Make a statement under oath that you cannot obtain your spouse's consent in connection with the transfer of property.
An Affidavit of No Consent of Spouse is a written statement under oath by a person that he/she cannot obtain the consent of his/her spouse for the transfer of property. Normally in transactions involving the transfer of property owned by a married person, the consent of the other spouse is required. In exceptional cases where the consent cannot be otained, the Affidavit is needed to explain why the person cannot obtain the consent of his/her spouse.
Make a statement under oath that your business has no income for a certain period.
An Affidavit of No Income is a written statement under oath by an authorized representative of the business (the “affiant”) that the business does not have any income for a certain period.

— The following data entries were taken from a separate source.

PR #213, opened 2025-03-19
JDK-8352394: [CRaC] AOT class linking cannot archive jdk.internal.crac.Core$Priority

TimPushkin:
Fixes (or rather works around) the incompatibility with AOT class linking by converting `jdk.internal.crac.Core$Priority` into a usual class. We can convert it back to enum when CDS either starts supporting archiving `Reference` objects or stops aborting the archiving when it stumbles upon an unsupported object.

An alternative approach would be to make CDS treat this particular enum class specially and don't archive it in initialized state but messing with CDS internals can lead to many conflicts later.

This is a draft because after implementing I noticed [JDK-8344140](https://github.com/openjdk/jdk/pull/22291) which restricted the set of AOT-initialized enums — maybe `jdk.internal.crac.Core$Priority` is not in the restricted set. We should get JDK-8344140 integrated as part of jdk 25+6 and see if the issue resolves itself.

### DIFF
--- a/src/java.base/share/classes/jdk/internal/jimage/BasicImageReader.java
+++ b/src/java.base/share/classes/jdk/internal/jimage/BasicImageReader.java
@@ -176,18 +176,9 @@ public class BasicImageReader implements AutoCloseable {
             return;
         }
         try {
-            Object[] priorities = priorityClass.getEnumConstants();
-            if (priorities == null) {
-                return;
-            }
-            Object normalPriority = null;
-            for (int i = 0; i < priorities.length; ++i) {
-                if ("NORMAL".equals(priorities[i].toString())) {
-                    normalPriority = priorities[i];
-                }
-            }
+            Object normalPriority = priorityClass.getDeclaredField("NORMAL").get(null);
             if (normalPriority == null) {
-                throw new IllegalStateException();
+                throw new IllegalStateException("CRaC resource priority NORMAL is null");
             }
             Class<?> resourceClass = Class.forName("jdk.internal.crac.mirror.Resource");
             Method getContextMethod = priorityClass.getMethod("getContext");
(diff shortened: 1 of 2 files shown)


src/java.base/share/classes/jdk/internal/jimage/BasicImageReader.java
```diff
@@ -176,18 +176,9 @@ private void registerIfCracPresent() {
...
-            Object[] priorities = priorityClass.getEnumConstants();
-            if (priorities == null) {
-                return;
-            }
-            Object normalPriority = null;
-            for (int i = 0; i < priorities.length; ++i) {
-                if ("NORMAL".equals(priorities[i].toString())) {
-                    normalPriority = priorities[i];
-                }
-            }
```
TimPushkin, line 188: I'm not sure, maybe this piece of code should be retained as an alternative for compatibility with the current versions? I don't fully understand the scope of compatibility this class has to support (JDK 8, non-CRaC JDKs...)

rvansa: I wouldn't strive for proper CRaC support on any version of JDK, including older CRaCs  - that could explode into code bloat - but if it runs on JDK 8 it should run without errors on older CRaC, too. In other words, if the field is not present, I would silently suppress the `NoSuchFieldException` and return rather than throw `IllegalStateException`.

rvansa (commented):
While we're refactoring it I would still prefer to have priority as a top-level class rather than under `Core`, or nest it under `JDKResource`. But let's see if we really need it after the mentioned AOT enum patch.

TimPushkin:
Still relevant, at least until 25+6 is merged

TimPushkin:
After 25+6 has been merged all of the problematic tests now pass so this change is no longer needed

Make a statement under oath adjudicating to yourself the entire estate as the sole heir of the deceased
An Affidavit of Self-Adjudication is a written statement under oath by a sole heir (the “affiant”) where he declares that he is the only heir of the deceased and is adjudicating the entire inheritance to himself.
Incorporate a domestic stock corporation
The Articles of Incorporation is a document needed to form and register a corporation with the Securities and Exchange Commission (SEC) of the Philippines. The Articles of Incorporation acts as the charter of the corporation and contains its most basic details (i.e. name, address, purpose).
Once the Articles of Incorporation and the required supporting documents are submitted to the SEC, the SEC will issue the Certificate of Incorporation formally recognizing the corporation as an artificial person created by law (i.e. given legal personality).
Please note that the SEC may require additional supporting documents to register the corporation such as; (a) cover sheet (available here); (b) name verification slip (may be secured online from the SEC or at the SEC’s Name Verification Unit); (c) by-laws; (d) treasurer’s affidavit; and, if necessary (e) endorsement from other government agencies. Please check here for more information regarding these requirements that may apply to your business.
Prepare the corporation's internal rules for its governance and management of stockholders & directors
In addition to the Articles of Incorporation which is required for every corporation, the corporation must also have By-Laws. The Articles of Incorporation is the corporation’s charter and contains its most basic information. On the other hand, the By-Laws contain provisions for the corporation’s internal government and for the management of its stockholders as well as those having the direction, management and control of the corporation.
The Revised Corporation Code of the Philippines allows the By-Laws to be submitted to the SEC after the issuance of the Certificate of Incorporation. In practice though, the By-Laws are submitted together with the Articles of Incorporation for approval by the SEC.
If the By-Laws will be submitted after incorporation, the approval of stockholders representing at least a majority of the outstanding capital stock must be obtained. The approval of the majority of directors must also be obtained. If the By-Laws will be submitted prior to incorporation, the By-Laws should be approved and signed by all the incorporators and submitted to the SEC together with the Articles of Incorporation. This By-Laws is intended to be submitted together with the Articles of Incorporation as is usual practice.